This post is an excerpt from “A Cornell psychologist explains how to raise kids well in the age of Trump” by our scholar Katherine Kinzler, originally published on Quartz. Click here to read the full piece.
Like many, I hope to seek goodness amidst chaos. Regardless of who leads our nation, what can we do—individually and collectively—to inspire virtue in the next generation of children?
Encourage children to think independently. Psychology researchers used to reduce young children’s morality to their ability to follow authority. Fortunately, there is now good evidence that children can engage in their own moral reasoning. They can understand that just because an authority figure says that a negative action is permissible, it may nonetheless be morally wrong. Now is the time for us to encourage children to discover and evaluate evidence for themselves. We can remind them that just because a person is in power, their ideas are not always right.
Discuss the value of a democratic system. Legal scholar Tom Tyler and developmental psychologists Alex Shaw and Kristina Olson have shown that young and old people alike care about a fair decision-making process. People like it when they get their way, sure. But they also value a fair system.
Many Hillary Clinton supporters feel disappointed that Clinton won the popular vote but lost the election because of the electoral college. But while there may be good reasons to consider amending our system for the future, the fact is that Trump won under the system we have in place now. Children are smart enough to understand this. They can respect the process of a fair election, and they can also brainstorm how they might improve the procedural system used in the future.
Watch our own language. The psychologist Marjorie Rhodes has shown how quickly language can inadvertently transmit bias. When we talk about whole groups of people as being a certain way, it is very easy for children to learn biased feelings toward that group—and to think that members of that group are all the same. We should try our best to refer to people as individuals, not as members of racial, ethnic, or religious groups. It is also important to combat cultural notions that “boys play with trucks” or “girls like pink.” The more children hear about boys and girls as being two distinctly different kinds of groups, the more easily they pick up gender stereotypes.

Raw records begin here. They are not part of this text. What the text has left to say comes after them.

Issue #2450, opened 2015-12-04
Ultima's Equalizer is... something else


Hozu:
In the mobskill table and in the monster tp moves doc, Equalizer is listed as 1005. However, when the mob uses it, it calls upon #749 instead.

teschnei:
1005 - 749 = 256

does that help?

Hozu:
I vaguely remember reading something about a 256 offset for CoP era and beyond mobskills... I'll have to look into it and see why specifically Equalizer is messed up.

PR #2451, opened 2015-12-04
Scripts/SQL: Add/update mobskills for (proto) Omega/Ultima.lua

Hozu:
-Corrected the animations for Omega's moves
-Did some scripting for all four mobs, mostly Proto Omega and some Proto Ultima.
-Added Particle Shield, Ion Efflux, and Discharger.
-Updated the checks on the other mobskills due to the scripting done for Proto Omega/Ultima.
-Separated the mob skill lists for the four mobs, as they all have different moves.
-Removed Equalizer due to #2450

Citadel Buster was not added because I couldn't think of a good way to have it triggered. I would think that SE uses a dummy mobskill to trigger the countdown start, but I have no idea what they do for sure. Nuclear Waste doesn't have a good way to be added either, so the six elemental moves will remain usable at will during the time they're supposed to be usable.


scripts/globals/mobskills/Colossal_Blow.lua
```diff
@@ -11,21 +11,30 @@ require("scripts/globals/monstertpmoves");
...
-	local dmg = MobFinalAdjustments(info.dmg,mob,skill,target,MOBSKILL_PHYSICAL,MOBPARAM_SLASH,info.hitslanded);
-	target:delHP(dmg);
-	return dmg;
-end;
+    local currentHP = target:getHP();
+    -- remove all by 5%
+    local damage = 0;
+
+    -- if have more hp then 30%, then reduce to 5%
+    if (currentHP / target:getMaxHP() > 0.2) then
```
xdemolish: mob:getHPP()

Hozu: That was a copy and paste from Throat Stab since the old version of the script simply had it doing damage. I'll correct that in a moment.

Hozu: Done.

bendangelo:
:+1: Looks good

nesstea:
GJ Hozu. U be a sexy BIOtch

PR #2463, opened 2015-12-09
SQL\DATABASE: Mob Skill Updates for AV Family ID

Kthulupwns:


bendangelo:
Do all these skills work?

Hozu:
They should, they're the moves from polearm Aerns, which are already scripted and are used in the polearm Aern list.

bendangelo:
Ok thanks for contributing

PR #2471, opened 2015-12-11
Update Bubble Shower for King Arthro

Musashi-:


Musashi-:
Updated bubble shower for King Arthro fight from Sandworm tele

scripts/globals/mobskills/Bubble_Shower.lua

Lead with actions, as well as with words. Children pick up on the nonverbal cues that we send them. This is true about learning racial prejudice and about learning adults’ views of who is high and low status. We can engage in simple acts of kindness and humanity, displayed toward people of all different groups. Invite friends who are different from you to your home. Smile at people who are different from you and sit next to them at the playground. Children are watching.
Expose children to diversity. In my own research, my colleagues and I have found that being exposed to multiple languages increases children’s abilities to take the perspective of others. Likewise, studies of children in racially heterogeneous schools suggest they are more egalitarian than children in racially homogeneous schools. Often, it is difficult to disentangle the effects of parents’ interest in diversity from the impact of the exposure itself. So cover your bases. Be the kind of parent who values diversity, and let your children enjoy the potential benefits of intergroup exposure.

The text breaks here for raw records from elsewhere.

PR #3843, opened 2017-04-08
Latents did not check for Storm Spells when checking for Weather - based

ShelbyZ:
- Get the player's status effect and check if under a scholar storm
spell
- Check for Zone Latents on effect add / remove
- Fix Desert Boots to check for earth - storms instead of ice - storms

### DIFF
--- a/src/map/latent_effect_container.cpp
+++ b/src/map/latent_effect_container.cpp
@@ -26,6 +26,7 @@ This file is part of DarkStar-server source code.
 #include "latent_effect.h"
 #include "entities/charentity.h"
 #include "entities/battleentity.h"
+#include "utils/battleutils.h"
 #include "utils/zoneutils.h"
 #include "conquest_system.h"
 #include "modifier.h"
@@ -626,7 +627,9 @@ void CLatentEffectContainer::CheckLatentsEquip(uint8 slot)
                 }
                 break;
             case LATENT_WEATHER_ELEMENT:
-                if (zoneutils::GetWeatherElement(zoneutils::GetZone(m_POwner->getZone())->GetWeather()) == m_LatentEffectList.at(i)->GetConditionsValue())
+            {
+                auto weatherElement = m_LatentEffectList.at(i)->GetConditionsValue();
+                if (weatherElement == zoneutils::GetWeatherElement(zoneutils::GetZone(m_POwner->getZone())->GetWeather()) || weatherElement == zoneutils::GetWeatherElement(battleutils::GetWeather((CBattleEntity*)m_POwner, false)))
                 {
                     m_LatentEffectList.at(i)->Activate();
                 }
@@ -635,6 +638,7 @@ void CLatentEffectContainer::CheckLatentsEquip(uint8 slot)
                     m_LatentEffectList.at(i)->Deactivate();
                 }
                 break;
+            }
             case LATENT_NATION_CONTROL:
                 CheckLatentsZone();
                 break;
@@ -1674,7 +1678,9 @@ void CLatentEffectContainer::CheckLatentsZone()
             }
             break;
         case LATENT_WEATHER_ELEMENT:
-            if (zoneutils::GetWeatherElement(zoneutils::GetZone(m_POwner->getZone())->GetWeather()) == m_LatentEffectList.at(i)->GetConditionsValue())
+        {
+            auto weatherElement = m_LatentEffectList.at(i)->GetConditionsValue();
+            if (weatherElement == zoneutils::GetWeatherElement(zoneutils::GetZone(m_POwner->getZone())->GetWeather()) || weatherElement == zoneutils::GetWeatherElement(battleutils::GetWeather((CBattleEntity*)m_POwner, false)))
             {
                 m_LatentEffectList.at(i)->Activate();
             }
@@ -1683,6 +1689,7 @@ void CLatentEffectContainer::CheckLatentsZone()
                 m_LatentEffectList.at(i)->Deactivate();
             }
             break;
+        }
         case LATENT_NATION_CONTROL:
         {
             //player is logging in/zoning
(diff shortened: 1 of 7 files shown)


teschnei:
battleutils::GetWeather already includes the zone weather (and handles the precedence properly), so you can get rid of the zone weather check

ShelbyZ:
Added some handled for Weather-based changes since they happen in core and only had access to the old weather values causing latents to trigger when losing the weather.

src/map/latent_effect_container.cpp
```diff
@@ -1674,7 +1675,23 @@ void CLatentEffectContainer::CheckLatentsZone()
             }
             break;
         case LATENT_WEATHER_ELEMENT:
-            if (zoneutils::GetWeatherElement(zoneutils::GetZone(m_POwner->getZone())->GetWeather()) == m_LatentEffectList.at(i)->GetConditionsValue())
+            // In the default case we need to pull weather from zone/player
+            if (weather == MAX_WEATHER_ID)
```
TeoTwawki: `if (weather == MAX_WEATHER_ID)` is an impossible condition. If that ever happens, a debug break will be tripped.

ShelbyZ: It is a default condition - to be used where CheckLatentsZone() is called without an element.  The only method that should be passing an element would be CZoneEntities::WeatherChange(...).  Basically we need a way to inform the latent checking of a potentially new weather.  At the time of checking we only have access to the old weather for the zone so it would be an incorrect check.

teschnei:
why does CheckLatentsZone need weather?

ShelbyZ:
When CZoneEntities::WeatherChange(...) calls into the latent_status_container to indicate a weather change has occurred it will fire CheckLatentsZone(), but a call to that will not reflect the current weather change for that zone.  The idea was to supply the weather parameter in this instance to provide the new weather when present or MAX_WEATHER_ID (as a default) for all other cases.

teschnei:
sounds like the weather change is supposed to call CheckLatentsWeather, not Zone

ShelbyZ:
Weather handling (LATENT_WEATHER_ELEMENT) is currently done under CheckLatentsZone(), it could be separated into it's own call that could take a weather parameter.

teschnei:
Sorry, I thought it existed already.  Yes, we need a CheckLatentsWeather then instead.  But you need to keep the weather logic in CheckLatentsZone because that's the one that's checked when you zone in.

src/map/latent_effect_container.cpp
```diff
@@ -1785,3 +1769,33 @@ void CLatentEffectContainer::CheckLatentsZone(uint16 weather)
...
+void CLatentEffectContainer::CheckLatentsWeather(uint16 weather)
+{
+    for (uint16 i = 0; i < m_LatentEffectList.size(); ++i)
+    {
+        if (m_LatentEffectList.at(i)->GetConditionsID() == LATENT_WEATHER_ELEMENT)
+        {
+            // get the scholar weather and convert to a weather element
+            auto sch_weather = zoneutils::GetWeatherElement(battleutils::GetScholarWeather(m_POwner));
+
+            // if either the new weather or the scholar weather satisfy the latent then activate it
```
teschnei: hmm.. this is still wrong, though.  battleutils::GetWeather does it right, so I'd rather have that do it - might have to just add another parameter to it for zone weather override (or separate them and have one call the other using zone->getweather)

ShelbyZ: It just leads me to putting in something like:

WEATHER GetWeather(CBattleEntity* PEntity, bool ignoreScholar, WEATHER zoneWeather = MAX_WEATHER_ID);

So that we can easily determine this call came from either:
- CheckLatentsWeather(...)
- Anywhere else

If that is fine, I will make changes in that direction.

src/map/latent_effect_container.cpp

Remind children that most people aren’t all good or all bad. Social psychologists Adam Waytz, Liane Young, and Jeremy Ginges have shown that different groups—including American Democrats versus Republicans and Israelis versus Palestinians—think their own groups’ aggressions are motivated by love for one another, whereas the other group’s aggressions are motivated by hate. In other words, an Israeli is likely to write off a Israeli’s hostility toward a Palestinian as being motivated by love of Israelis, whereas the same Israeli would think that a Palestinian’s hostility is owed to hatred.
It is easy to lapse into this kind of polarized thinking, which misattributes people’s motivations. Adults and children alike can be reminded that often what we perceive as negative or hurtful acts do not stem from equivalently negative or hurtful intentions. It is never a bad idea to consider how you or a loved one might feel if the tables were turned.
If you’re a woman, consider getting into politics—and encourage girls to do the same. In a university setting, we often worry about the dearth of women in math and science fields. But in multiple levels of American politics, there is also an underrepresentation of women. Building a pipeline for female governance will be difficult without sufficient role models for girls to follow. Women who want to help can consider getting involved in politics themselves and by making themselves visible and accessible to a generation of girls who will be inspired to join them.
Together, people of all backgrounds can encourage their children to help build a nation that prides itself on embracing difference.
Katherine Kinzler is Associate Professor of Psychology and Associate Professor of Human Development at Cornell University and Scholar with Virtue, Happiness, and the Meaning of Life.